Ha, not a birthday person eh? My condolences man, these things happen to the best of us.


----------



## mr drinky (Apr 17, 2012)

Michael Rader said:


> Okay, move along folks - nothing to see here!!!
> 
> STFU and have a nice day....
> 
> ...



Whoa. Sorry for starting the thread. Just saw the reminder pop up at the bottom of the forum and thought I would release the hounds. My bad. 

k.


----------



## Eamon Burke (Apr 17, 2012)

Michael Rader said:


> Okay, move along folks - nothing to see here!!!
> 
> STFU and have a nice day....
> 
> ...



Is someone turning 40?


Ok I tease. I don't hate my birthdays, but I rarely notice they happen. My wife's been making me do things the past few years to try to give them significance. I still barely get it.


----------



## sachem allison (Apr 17, 2012)

happy birthday!


----------



## SpikeC (Apr 17, 2012)

Happy BD whether you like it or not!


----------



## Candlejack (Apr 17, 2012)

Happy birthday, hope you get a good birthday!


----------



## Michael Rader (Apr 17, 2012)

Thanks Mr. Drinky; you're cool. I was just poking fun... at myself mostly  

I wouldn't wish turning 41 on my worst enemy. Just imagine how grumpy I'll be when 50 rolls around. My suggestion is that it would be best not to mention it... remember the "shotgun thread."

~M


----------



## SpikeC (Apr 17, 2012)

*sigh*


----------



## mr drinky (Apr 17, 2012)

Hey, I just turned 41 in February. Congrats from your worst enemy...but my Wii Fit that I just started yesterday says I am 48 years old. What's worse is having some avatar on your TV hang their head in shame and proclaim you 48 years old. That's the enemy 
k.


----------



## PierreRodrigue (Apr 17, 2012)

Left that one behind a couple years ago... 
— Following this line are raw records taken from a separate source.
PR #116, opened 2021-01-07
Run Statsd as an ECS Service

bilbof:
This runs Statsd as an ECS service within the 'govuk' ECS cluster.

I've left the workspace out of the statsd namespaces for now, but we could add the workspace at the top level e.g. `govuk-<workspace>.app.<app_name>.ecs`.

Paired with @smford on this.


terraform/modules/app/main.tf
```diff
@@ -67,3 +67,13 @@ resource "aws_security_group" "service" {
   vpc_id      = var.vpc_id
   description = "${var.service_name} app ECS tasks"
 }
+
+resource "aws_security_group_rule" "statsd_from_apps_tcp" {
```
richardTowers, line 71: Not necessarily a blocker for this PR, but I wonder if we should have a separate security group for "all the apps in the mesh", so we can represent the kinds of statsd / prometheus situations a bit more cleanly.

So the security group rule would be "any app in this security group can talk to statsd", rather than having a separate rule for every app.

Later on we're going to need to say "all apps can talk to prometheus", and probably other similar things, which would be easier if we had a single group that represented all the apps.

bilbof: That sounds reasonable to me. Perhaps we can do this when we create Prometheus?

I had an impression from working with govuk-aws that shared security groups (like `govuk_management_access`) were an anti pattern, but I'm not speaking from much experience. I wonder if this could lead to folks being tempted to use the "app_in_mesh" group inappropriately?

One thing to watch out for is that ECS Services are permitted a maximum of 5 security groups. This isn't a blocker for doing this, just something to be aware of given some apps would have 3 security groups if we went down this route.

terraform/modules/task-definitions/signon/main.tf
```diff
@@ -15,6 +15,10 @@ provider "aws" {
   }
 }
 
+locals {
+  app_name = "signon"
+}
+
```
sengi, line 21: I'd merge this with the existing locals block further down (similarly for all the other occurrences). Could even consider reusing local.service_name as well, if it fits in most cases - no big deal either way on that one though because we'll need to take a holistic look at these various app-name-related variables at some point soon (but not now).

terraform/modules/statsd/appmesh.tf
```diff
@@ -0,0 +1,49 @@
+resource "aws_appmesh_virtual_service" "statsd" {
```
sengi, line 1: What was the thing that prevented using the app module for this boilerplate stuff? (sorry for being lazy - just easier to ask rather than play spot-the-difference!)

terraform/modules/app/main.tf
sengi: Ultimately we don't want to be passing security groups down into every module if we can help it. Having an "all services" group sounds like a good way to do that. You're right that we do have to use security groups sparingly but this is a pretty compelling reason. One for https://trello.com/c/QnM38plJ/31-plan-architecture-of-vpc-network-acls-and-security-groups

sengi: (I'm also ok with this for now btw, as long as everyone knows it's not something to be copy/pasted!)

terraform/modules/statsd/appmesh.tf
bilbof: The app module sadly uses a bootstrap image, and relies on the app deployments to update the service. Statsd doesn't need an app deployment, so I put it in here for now. I agree the duplication isn't nice - perhaps a mini-module for cloudmap/app mesh might be useful.

terraform/modules/app/main.tf
bilbof: Thanks both, this seems like a good approach so I'll fix it up in this commit.

terraform/modules/statsd/appmesh.tf
sengi: Oh of course, thanks. I wonder if a small generalisation to the app module might be the way forward - i.e. allow passing in task_definition but have it default to module.bootstrap_task_definition.arn.

bilbof: I considered that, though another problem is that while this service is unlikely to require complex deployment steps or be continuously deployed - so doesn't warrant a deployment - we have [a lifecycle rule](https://github.com/alphagov/govuk-infrastructure/blob/main/terraform/modules/app/main.tf#L55) on the task definition which would require a deployment module. Though perhaps there is a terraform way to wrap this in a conditional?

sengi: Hm yeah that's a good point, but as you've suggested I think it'd be solved neatly with a straightforward conditional when setting the lifecycle rule.

bilbof: Sadly I have found a conditional isn't possible in a lifecycle rule (https://github.com/hashicorp/terraform/issues/3116#issuecomment-147382638). I'll see if I can find a neat way around this.

sengi: Oh no 🙈 sorry, didn't mean to send you down a rabbithole there.

bilbof: No it's OK, we were going to hit this problem eventually. A couple of options I'm exploring: a) treat Statsd an app, with an unnecessary deployment module, b) treat Statsd as something different and try to share config with the app module. I've pushed up a change for the second option.

terraform/modules/app/main.tf
bilbof: I've made this change

sengi (approved):
Let's go with this and see how it pans out. Just a couple of trivial suggestions.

Happy Birthday, and don't sweat it, ya got 10 years to get good and grumpy for 50! I'm a couple years ahead of you and gearing up!


----------



## Lefty (Apr 18, 2012)

Happy April 18th!

Hey, he said he didn't want to talk about yesterday.


----------



## Michael Rader (Apr 18, 2012)

Hmmm... 

Bah hum bug!

~M


----------



## Marko Tsourkan (Apr 18, 2012)

Belated Happy Birthday!

M


----------



## Michael Rader (Apr 18, 2012)

Michael Rader said:


> Bah hum bug!
> 
> ~M



+1


----------